Dataset entries:
+===+

PR #2593, opened 2026-09-11
fix(engine)!: resource and proof lifecycle corrections

sdbondi:
Engine audit wave 4, third of four. Six items in the resource and proof lifecycle. Independent of #2591 and #2592; all three touch `working_state.rs`, so whichever lands later needs a small rebase.

## Consuming a bucket with locked funds

A bucket whose funds a proof has locked may only be held, never consumed — every operation that empties one works on the unlocked funds alone, so consuming a locked bucket destroys the locked portion while the proof still names it.

Deposit and burn checked for this. Two paths did not:

- `Bucket::join` moved the source bucket in with no check. The locked funds went away and the proof failed later with nothing pointing at the cause.
- `PayFee::FromBucket` likewise. This one was caught eventually by `validate_finalized`, but only after the fee had been metered against a bucket that could not pay it.
- `execute_stealth_transfer`'s revealed-funds bucket, which is compared on `unlocked_amount()` and then dropped, so a bucket whose unlocked amount matches the statement passes with its locked portion destroyed.

All five now reject up front. The error carries the operation, so `InvalidOpDepositLockedBucket` becomes `InvalidOpLockedBucket` and stops claiming every failure is a deposit.

`BucketAction::DropEmpty` needs no such check: it gates on `ResourceContainer::is_empty()`, whose confidential arm counts `commitments.len() + locked_commitments.len()`, so a bucket holding locked commitments is not empty and does not drop.

## `GetOwnerProof` on a component created in the same transaction

It read through `get_unmodified_substate`, which sees the backing store and the loaded set but not what this transaction has written. Asking for the owner proof of a component created earlier in the same transaction therefore failed with `SubstateNotFound` — the create-then-use shape that address allocations exist to support.

It now reads the value the transaction has, through a new `WorkingStateStore::get_latest_substate`. The owner rule is immutable, which is why this read needs no lock; that reasoning is unchanged and now stated where it applies.

## Auth hooks and the resource write lock

Mint, UpdateMetadata and Burn take the resource's write lock, then invoke the resource's auth hook while still holding it. A hook that reads the resource it guards — `total_supply()`, `resource_type()`, anything — is refused:

```
Resource Auth Hook Denied Access for action native.resource.Mint: Runtime error: Lock error:
Requested Read lock on substate resource_ed5e... but it is already locked with Write
```

The lock is released across the hook call and retaken after it. Nothing can slip in between: the hook frame runs in `FrameWriteMode::OwnComponent` and cannot write, so what it reads is what the operation goes on to alter. The eight other hook sites hold a read lock, which stacks, and are untouched.

## `validate_finalized`

- Vaults were tested with `locked_balance()`, which reports zero for a confidential vault whose locked value is a set of commitments with hidden amounts. `has_locked_funds()` exists for exactly this distinction and is now used; `Vault` grows the forwarding accessor `ResourceContainer` already had.
- The dangling-bucket count included buckets that had already been emptied. An emptied bucket carries nothing, so only buckets that still hold funds are counted.
- `TransactionCommitError::WorkspaceNotEmpty` was never constructed. Deleted rather than left as a claim the engine does not make.

## `withdraw_confidential` change guard

```rust
if *revealed_amount < validated_proof.change_revealed_amount { ...InsufficientBalance... }
*revealed_amount += validated_proof.change_revealed_amount;
```

The guard compares the remaining revealed amount against the change and then *adds* the change to it, so it can never fire. The balance proof is what constrains the change; the only thing that can go wrong on that line is the sum. It is now a checked add reporting `BalanceOverflow`.

## Id counters

`next_proof_id` incremented the bucket counter. That is now deliberate rather than incidental: one counter, named `bucket_or_proof_id`, shared by both. Buckets and proofs are transient handles in the same runtime scope, and a shared counter guarantees an id is never both.

The counters also lose their atomics and their `Arc`. Execution is single threaded, and `Runtime` holds a `NonNull` to one boxed `RuntimeInterface`, so `runtime.clone()` shares that single instance — no copy ever needed a counter of its own.

**Breaking.** `IdProvider::new` takes `&mut ObjectIds`; the `IdProvider`, `ObjectIds` and `EntityIdProvider` allocators take `&mut self`; `EntityIdProvider` is no longer `Clone`; `RuntimeInterface::next_entity_id` takes `&mut self`. `tari_engine_types` and `tari_engine` are both published, hence the `!` on the title.

## Tests

- `it_rejects_joining_a_bucket_with_locked_funds` — a template locks part of a bucket with a proof and joins it into another.
- `it_allows_a_hook_to_read_the_resource_it_guards` — a mint from outside the hook's own component, with a hook that reads the resource. Verified it fails on the pre-fix code with the `InvalidLockRequest` above.
- `transfer_rejects_a_revealed_funds_bucket_with_locked_funds` — a stealth transfer handed a bucket a proof has locked. A bucket proof locks the whole bucket, so the statement reveals no input: that is the shape whose unlocked amount matches and reaches the drop. The proof is dropped in the same transaction so the dangling-proof check does not stand in for the guard. Verified it fails on the pre-fix code with `Bucket not found with id BucketId(1)` at the drop.
- `test_get_owner_proof_for_a_component_created_in_the_same_transaction`.
- Full `-p tari_engine -p tari_engine_types` suite: 534 passed.

### DIFF
--- a/crates/engine/src/runtime/working_state.rs
+++ b/crates/engine/src/runtime/working_state.rs
@@ -1516,15 +1516,17 @@ impl<TStore: StateReader> WorkingState<TStore> {
         Ok(frame.current_template_name())
     }
 
-    pub fn id_provider(&self) -> Result<IdProvider<'_>, RuntimeError> {
-        self.call_frames
+    pub fn id_provider(&mut self) -> Result<IdProvider<'_>, RuntimeError> {
+        let entity_id = self
+            .call_frames
             .last()
-            .map(|frame| IdProvider::new(frame.entity_id(), self.transaction_hash, &self.object_ids))
-            .ok_or(RuntimeError::NoActiveCallFrame)
+            .map(|frame| frame.entity_id())
+            .ok_or(RuntimeError::NoActiveCallFrame)?;
+        Ok(IdProvider::new(entity_id, self.transaction_hash, &mut self.object_ids))
     }
 
-    pub fn id_provider_for_entity(&self, entity_id: EntityId) -> IdProvider<'_> {
-        IdProvider::new(entity_id, self.transaction_hash, &self.object_ids)
+    pub fn id_provider_for_entity(&mut self, entity_id: EntityId) -> IdProvider<'_> {
+        IdProvider::new(entity_id, self.transaction_hash, &mut self.object_ids)
     }
 
     pub fn new_bucket_id(&mut self) -> BucketId {
--- a/crates/engine/src/runtime/working_state.rs
+++ b/crates/engine/src/runtime/working_state.rs
@@ -2172,6 +2172,17 @@ impl<TStore: StateReader> WorkingState<TStore> {
         }
 
         let revealed_funds_bucket = revealed_funds_bucket_id.map(|id| self.take_bucket(id)).transpose()?;
+        // The bucket is consumed whole by the transfer, so funds a proof has locked in it would be destroyed while
+        // the proof still names it.
+        if let (Some(bucket_id), Some(bucket)) = (revealed_funds_bucket_id, revealed_funds_bucket.as_ref()) &&
+            bucket.has_locked_funds()
+        {
+            return Err(RuntimeError::InvalidOpLockedBucket {
+                op: "stealth transfer from",
+                bucket_id,
+                locked_amount: bucket.locked_amount(),
+            });
+        }
         if let Some(ref bucket) = revealed_funds_bucket &&
             *bucket.resource_address() != resource_address
         {
--- a/crates/engine/src/runtime/working_state.rs
+++ b/crates/engine/src/runtime/working_state.rs
@@ -557,9 +557,11 @@ impl<TStore: StateReader> WorkingState<TStore> {
             Self::enforce_substate_size_limit(id, value)?;
         }
 
-        if self.buckets.iter().any(|(_, b)| !b.is_empty()) {
+        // An emptied bucket carries nothing and is tolerated, so the count is of those that are not empty.
+        let dangling_buckets = self.buckets.iter().filter(|(_, bucket)| !bucket.is_empty()).count();
+        if dangling_buckets > 0 {
             return Err(TransactionCommitError::DanglingBuckets {
-                count: self.buckets.len(),
+                count: dangling_buckets,
             }
             .into());
         }
@@ -579,7 +581,9 @@ impl<TStore: StateReader> WorkingState<TStore> {
         }
 
         for (vault_id, vault) in self.store.new_vaults() {
-            if !vault.locked_balance().is_zero() {
+            // A confidential vault's locked value is a set of commitments whose amounts are hidden, so the locked
+            // balance alone reports zero for it.
+            if vault.has_locked_funds() {
                 return Err(TransactionCommitError::DanglingLockedValueInVault {
                     vault_id,
                     locked_amount: vault.locked_balance(),
@@ -792,7 +796,8 @@ impl<TStore: StateReader> WorkingState<TStore> {
         // it. Callers reject this earlier to avoid charging for a burn that cannot succeed; the check lives here so
         // that it holds for every caller.
         if bucket.has_locked_funds() {
-            return Err(RuntimeError::InvalidOpDepositLockedBucket {
+            return Err(RuntimeError::InvalidOpLockedBucket {
+                op: "burn",
                 bucket_id,
                 locked_amount: bucket.locked_amount(),
             });
--- a/crates/engine/tests/shenanigans.rs
+++ b/crates/engine/tests/shenanigans.rs
@@ -15,11 +15,13 @@ use tari_template_lib::{
 use tari_template_test_tooling::{TemplateTest, support::assert_error::assert_reject_reason};
 
 const CRATE_PATH: &str = env!("CARGO_MANIFEST_DIR");
+const TEMPLATE_PATHS: &[&str] = &["tests/templates/shenanigans"];
+const RESOURCE_TEMPLATE_PATHS: &[&str] = &["tests/templates/resource_shenanigans"];
 const TEMPLATE_NAME: &str = "Shenanigans";
 
 #[test]
 fn it_rejects_dangling_vaults_in_constructor() {
-    let mut test = TemplateTest::new(CRATE_PATH, ["tests/templates/shenanigans"]);
+    let mut test = TemplateTest::new(CRATE_PATH, TEMPLATE_PATHS);
     let template_addr = test.get_template_address(TEMPLATE_NAME);
 
     let reason = test.execute_expect_failure(
@@ -38,7 +40,7 @@ fn it_rejects_dangling_vaults_in_constructor() {
 
 #[test]
 fn it_rejects_dangling_vault_that_has_been_returned() {
-    let mut test = TemplateTest::new(CRATE_PATH, ["tests/templates/shenanigans"]);
+    let mut test = TemplateTest::new(CRATE_PATH, TEMPLATE_PATHS);
     let template_addr = test.get_template_address(TEMPLATE_NAME);
 
     let reason = test.execute_expect_failure(
@@ -53,7 +55,7 @@ fn it_rejects_dangling_vault_that_has_been_returned() {
 
 #[test]
 fn it_rejects_dangling_vaults_in_component() {
-    let mut test = TemplateTest::new(CRATE_PATH, ["tests/templates/shenanigans"]);
+    let mut test = TemplateTest::new(CRATE_PATH, TEMPLATE_PATHS);
     let template_addr = test.get_template_address(TEMPLATE_NAME);
 
     //  Create with vault
@@ -84,7 +86,7 @@ fn it_rejects_dangling_vaults_in_component() {
 
 #[test]
 fn it_rejects_dangling_resources() {
-    let mut test = TemplateTest::new(CRATE_PATH, ["tests/templates/shenanigans"]);
+    let mut test = TemplateTest::new(CRATE_PATH, TEMPLATE_PATHS);
     let template_addr = test.get_template_address(TEMPLATE_NAME);
 
     let reason = test.execute_expect_failure(
@@ -99,7 +101,7 @@ fn it_rejects_dangling_resources() {
 
 #[test]
 fn it_rejects_unknown_substate_ids() {
-    let mut test = TemplateTest::new(CRATE_PATH, ["tests/templates/shenanigans"]);
+    let mut test = TemplateTest::new(CRATE_PATH, TEMPLATE_PATHS);
     let template_addr = test.get_template_address(TEMPLATE_NAME);
 
     let reason = test.execute_expect_failure(
@@ -121,7 +123,7 @@ fn it_rejects_unknown_substate_ids() {
 
 #[test]
 fn it_rejects_references_to_buckets_that_arent_in_scope() {
-    let mut test = TemplateTest::new(CRATE_PATH, ["tests/templates/shenanigans"]);
+    let mut test = TemplateTest::new(CRATE_PATH, TEMPLATE_PATHS);
     let template_addr = test.get_template_address(TEMPLATE_NAME);
     let (account, owner_token, owner_key) = test.create_funded_account();
 
@@ -151,7 +153,7 @@ fn it_rejects_references_to_buckets_that_arent_in_scope() {
 
 #[test]
 fn it_rejects_double_ownership_of_vault() {
-    let mut test = TemplateTest::new(CRATE_PATH, ["tests/templates/shenanigans"]);
+    let mut test = TemplateTest::new(CRATE_PATH, TEMPLATE_PATHS);
     let template_addr = test.get_template_address(TEMPLATE_NAME);
 
     let reason = test.execute_expect_failure(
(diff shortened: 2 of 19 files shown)


sdbondi (commented):
_Posted by Claude._

Reviewed at `fe9f310`. Nothing blocking. The six items each hold up; the substantive note is that the locked-bucket sweep misses two more consumption paths of the same class.

## What I verified

- **`join` really does destroy the locked portion.** `Bucket::join` is `resource_container.deposit(other.resource_container)` (`bucket.rs:122-124`), and `deposit` destructures `other` down to `amount` / `token_ids` / `commitments` + `revealed_amount` (`resource_container.rs:276-324`) — every `locked_*` field on the source is dropped on the floor. Same for `PayFee::FromBucket` via `take_all`.
- **The hook unlock/relock is safe.** The claim rests on an `OwnComponent` frame having no write path at all, and it does: `proof_invoke` and `bucket_invoke` are refused outright (`impl.rs:274-275`), every vault and resource mutation goes through `write_lock_substate` → `check_write_allowed`, and the hook's own component is written through the lock taken at push rather than a new one. So nothing can alter the resource between the unlock and the relock, and the fields captured under the first lock (`auth_caller`, `has_view_key`, `tracks_supply`) stay valid. The auth decision made before the hook is equally safe: the hook cannot reach the access rules, and rules evaluate against the auth scope rather than component state.
- **`get_latest_substate`'s lock-free read is justified.** There is no `SetOwnerRule` in `ComponentAction` (`template_lib/src/args/types.rs:87-100`) and no setter on `ComponentHeader`, so the owner rule is immutable in fact and not just by intent. The precedence — written, then loaded, then store — is the right order for "what this transaction has".
- **`withdraw_confidential`.** `validate_confidential_statement` rejects a negative `change_revealed_amount` (`confidential/validation.rs:48`) and the balance proof binds its magnitude, so the sum is genuinely the only thing that can fail on that line. The removed guard compared the post-subtraction balance against a value about to be *added* to it.
- **Proof ids.** `ProofId` and `BucketId` index separate maps and are distinguished by CBOR tag in `IndexedValue`, so sharing a counter was cosmetic — no collision was possible and none is created by splitting it.
- The old `DanglingBuckets { count: self.buckets.len() }` counted *every* bucket, empty ones included, while the condition that fired was "any non-empty". The new filter fixes a real miscount, not just the wording.

## Non-blocking

1. **Two more paths consume a bucket without the new check.** Both are the class the PR opens with — the failure surfaces later with nothing pointing at the cause:

   - **`BucketAction::DropEmpty`** (`impl.rs:3281-3292`) gates on `bucket.is_empty()`, which is `locked_amount().is_zero() && unlocked_amount().is_zero() && number_of_confidential_commitments() == 0` (`resource_container.rs:946-950`). `number_of_confidential_commitments()` counts only the unlocked `commitments` set, so a confidential bucket whose entire value sits in `locked_commitments` reports empty, gets dropped, and the locked commitments vanish while the proof still names the bucket. This is exactly the `locked_balance()` vs `has_locked_funds()` distinction this PR draws for vaults two hunks earlier. `validate_finalized`'s dangling-bucket filter uses the same `is_empty()`, so it does not catch such a bucket either — the transaction dies later at `drop_proof` with `BucketNotFound`, or at `DanglingProofs`.
   - **`execute_stealth_transfer`'s revealed-funds bucket** (`working_state.rs:2134`): `take_bucket`, then a comparison against `bucket.unlocked_amount()`, then the bucket is simply dropped. A bucket with locked funds passes the comparison and the locked portion is destroyed.

   Either fold both into `check_bucket_is_unlocked`, or teach `ResourceContainer::is_empty` to consult `has_locked_funds()` — the latter covers `DropEmpty` and the dangling-bucket check at once.

2. **`DanglingBuckets { bucket_ids }` is collected from a `HashMap`** (`working_state.rs:543-549`, `buckets: HashMap<BucketId, Bucket>`), so the ids come out in a different order run to run. I checked whether that reaches consensus and it does not — blocks carry only `Decision`/`AbortReason` and the receipt carries no reason string — so this is a local/UX wart rather than a divergence. Still worth sorting: the sibling PR in this same wave exists to remove precisely this shape, and the `count` it replaces was deterministic.

## Nit

- `relock_resource_for_write` runs unconditionally, so a resource with no auth hook now does unlock-then-relock for nothing. Harmless, and the lock is needed on both paths, so the only waste is the release in the no-hook case — but the closure could hand the lock back when `auth_hook` is `None` if you want the common path unchanged.

crates/engine/src/runtime/working_state.rs
```diff
@@ -541,9 +541,17 @@ impl<TStore: StateReader> WorkingState<TStore> {
...
+            .buckets
+            .iter()
+            .filter(|(_, bucket)| !bucket.is_empty())
+            .map(|(id, _)| *id)
+            .collect::<Vec<_>>();
+        dangling_buckets.sort_unstable();
+        if !dangling_buckets.is_empty() {
             return Err(TransactionCommitError::DanglingBuckets {
-                count: self.buckets.len(),
+                bucket_ids: dangling_buckets,
```
sdbondi: We dont need the bucket ids in the error, not worth the allocation

crates/engine/tests/shenanigans.rs
```diff
@@ -492,6 +492,33 @@ fn it_rejects_a_bucket_that_is_neither_consumed_nor_returned_by_a_call() {
     assert_reject_reason(reason, "were neither consumed nor returned by the call");
 }
 
+/// `Bucket::join` moves only the unlocked funds, so joining a bucket a proof has locked would destroy the locked
+/// portion while the proof still names it.
+#[test]
+fn it_rejects_joining_a_bucket_with_locked_funds() {
+    let mut test = TemplateTest::new(CRATE_PATH, ["tests/templates/shenanigans"]);
```
sdbondi: Move ["tests/templates/shenanigans"] into a constant to keep it consistent with other tests

crates/engine_types/src/id_provider.rs
```diff
@@ -131,6 +131,7 @@ pub struct ObjectIds {
     max_ids: usize,
     current_id: AtomicU32,
     bucket_id: AtomicU32,
+    proof_id: AtomicU32,
```
sdbondi: We shouldnt need another counter for proof id, maybe rename bucket_id to bucket_or_proof_id (or better name) for clarity and only use one.

crates/engine/src/runtime/working_state.rs

Reverted — `DanglingBuckets` is back to `{ count: usize }`, no `Vec<BucketId>` and no allocation. The semantic part of the change stays: the count is of buckets that still hold funds, so an emptied bucket left in the working state no longer aborts the transaction.

crates/engine/tests/shenanigans.rs
sdbondi: _Posted by Claude._

Done — added `TEMPLATE_PATHS`, `RESOURCE_TEMPLATE_PATHS`, `TEMPLATE_NAME` and `CRATE_PATH` at the top of the file and applied them to all 25 call sites, not just the new one.

sdbondi (commented):
_Posted by Claude._

Re-reviewed the force-push, `fe9f310` → `cd34fd4` (rebased onto development, base commit amended, four new commits). CI still running at the time of writing. Both items from my last review are resolved; the notes below are about the two new refactor commits and the description, not about the lifecycle fixes.

## Resolved

- **Stealth revealed-funds bucket** (`4247dfa`). The check sits before the resource-address and amount comparisons so it is the error that fires, uses `has_locked_funds()` rather than `locked_amount()` so it covers confidential locked commitments, and takes-then-checks like the sibling paths. Correct.
- **`DanglingBuckets` ordering**, by reverting to a count. That resolves it — and the non-empty filter survives the revert, so the real miscount (`self.buckets.len()` counting empty buckets too) is still fixed.

## Still open from the last review

**`BucketAction::DropEmpty` is a sixth consumption path.** `impl.rs:3275-3292` gates on `bucket.is_empty()`, which is `locked_amount().is_zero() && unlocked_amount().is_zero() && number_of_confidential_commitments() == 0` (`resource_container.rs:946-950`). For a confidential bucket whose value sits entirely in `locked_commitments`, all three are true while `has_locked_funds()` is false — so it drops, and the commitments go with it. `validate_finalized`'s dangling-bucket filter uses the same `is_empty()` and misses it for the same reason. The body now says "All five now reject up front", which reads as a closed set. Teaching `ResourceContainer::is_empty` to consult `has_locked_funds()` covers both sites at once, and is the same distinction the vault hunk in this PR already draws.

## New

1. **The description contradicts the code in two places.**
   - "Dangling buckets are reported by id instead of by count… The ids come out of a hashed map, so they are sorted." The amended base commit reverted this; `DanglingBuckets { count: usize }` is what ships, with no ids and no sort. `4247dfa`'s commit message carries the same stale paragraph, describing a change that is in neither that commit nor the branch.
   - "## Proof ids — `next_proof_id` incremented the bucket counter. Proofs get their own." `1e424c24` reverses that: the counter is now deliberately shared and named `bucket_or_proof_id`. Net behaviour against development is unchanged — which is fine, and the shared-counter rationale is better than the split — but the section claims the opposite of what the branch does.

2. **The atomics refactor (`cd34fd4`) is the widest change on the branch and is not in the description at all.** Seven files, two crates, and public API: `IdProvider::new` now takes `&mut ObjectIds`, most `IdProvider`/`ObjectIds` methods take `&mut self`, `EntityIdProvider` loses `Clone`, and `RuntimeInterface::next_entity_id` takes `&mut self`. `tari_engine_types` and `tari_engine` are both published tier-3 crates (`scripts/publish_crates.py:44,53`), so that is a breaking public change in a PR titled `fix(engine):` without the `!` its siblings in this wave carry. Either describe it and mark it, or split it out — it has no behavioural motivation shared with the lifecycle fixes.

   The refactor itself is sound, and I checked the parts that could have bitten:
   - **Dropping `EntityIdProvider`'s `Arc<AtomicU32>` is safe because `Runtime` is a `NonNull<Box<dyn RuntimeInterface>>`** (`runtime/mod.rs:307-309`) — `runtime.clone()` shares one interface instance, so no second copy ever needed a shared counter. "Execution is single threaded" is not by itself the reason the `Arc` could go; a by-value clone would have handed out duplicate entity ids regardless of threading. Worth saying in the commit message, because that is the fact a future reader would have to re-derive.
   - `ObjectIds`'s derived `Clone` matches the hand-written one it replaces — snapshot, not share — so the fee-checkpoint clone of `WorkingState` is unchanged.
   - `next_id` and `EntityIdProvider::next` no longer increment on the error path. Observationally identical: successful ids are still `0..max_ids-1` and `MaxIdsExceeded` aborts the transaction.
   - `read_with` → `write_with` in `generate_uuid`/`get_pseudorandom_bytes` is behaviour-neutral; both are plain accessors (`tracker.rs:626-638`).

3. **The new stealth test does not exercise the case the fix exists for.** `Bucket::create_proof` is the only lock action a template has (`BucketAction` has no partial-lock variant) and it calls `lock_all` (`impl.rs:3222`), so a bucket proof always locks the whole bucket and `unlocked_amount()` is zero. The test pairs that with a statement whose revealed input is 100, so pre-fix it fails at "Revealed funds bucket amount (0) does not match…" rather than destroying anything — it pins the new error, but nothing vanishes in it. The reachable fund-destroying shape is a statement with revealed input **0** plus a fully locked bucket: `bucket.unlocked_amount() != 0` passes, the bucket is dropped, and every locked commitment in it is gone. That is the case worth asserting.

## Nit

- `bucket_or_proof_id += 1` and `uuid += 1` are unchecked and, unlike `current_id`, have no `max_ids` gate. Unreachable — metering dies orders of magnitude before 2^32 — but #2594, merged two commits below this branch's base, added `checked_add` to three counters on exactly the "not reachable today; the point is the failure mode if it ever is" reasoning, and moving off atomics turns a silent wrap into a debug-build panic. Either gate them the same way or note why these two differ.
- `53185cb` ("hoist the shenanigans template paths into constants") also changes an error string, `{count} dangling bucket(s)` → `{count} dangling buckets`. It is tidying its own earlier hunk, but it is invisible from that subject.

crates/engine/tests/shenanigans.rs
```diff
@@ -492,9 +494,36 @@ fn it_rejects_a_bucket_that_is_neither_consumed_nor_returned_by_a_call() {
...
+        .unwrap();
+
+    let reason = test.execute_expect_failure(
+        test.transaction()
+            .call_method(component, "join_locked_bucket", args![])
+            .build_and_seal(test.secret_key()),
+        vec![],
+    );
+
+    assert_reject_reason(reason, "Cannot join bucket");
```
sdbondi: I want to avoid using execution_results (potentially to remove it in future for perf/storage/wire savings). This transaction can be done in a single transaction, which also makes the test faster.

```suggestion
    let reason = test.execute_expect_failure(
        test.transaction()
            .call_function(template_addr, "with_fungible_vault", args![])
            .put_workspace("component")
            .call_method("component", "join_locked_bucket", args![])
            .build_and_seal(test.secret_key()),
        vec![],
    );

    assert_reject_reason(reason, "Cannot join bucket");
```

crates/engine/tests/stealth.rs
```diff
@@ -375,6 +375,70 @@ fn transfer_revealed_between_accounts() {
...
+            mask: mint.output_masks[0].clone(),
+            value: 100,
+        }],
+        0u64,
+        [40, 60],
+        0u64,
+    );
+
+    let reason = test.execute_expect_failure(
+        Transaction::builder_localnet(Epoch(1))
```
sdbondi:
```suggestion
        test.transaction()
```

crates/engine/tests/shenanigans.rs
sdbondi: _Posted by Claude._

Applied in `843b820`. The component address now comes off the workspace via `put_workspace("component")`, so the test is one transaction with no `execution_results` read.

crates/engine/tests/stealth.rs
sdbondi: _Posted by Claude._

Applied in `843b820`. The rest of the chain is unchanged — `test.transaction()` returns the same `TransactionBuilder`, so `.finish()`, the three `add_signer` calls and `.seal(&alice_sk)` still apply; it just picks up the harness epoch and nonce instead of a hardcoded `Epoch(1)`.

sdbondi (commented):
Reviewed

+===+

▸ **EXERCISE PROMPT**
Find the lines in the data that hold the word "args". Reply with how many there are and nothing more.

▸ **WRITTEN REPLY**
4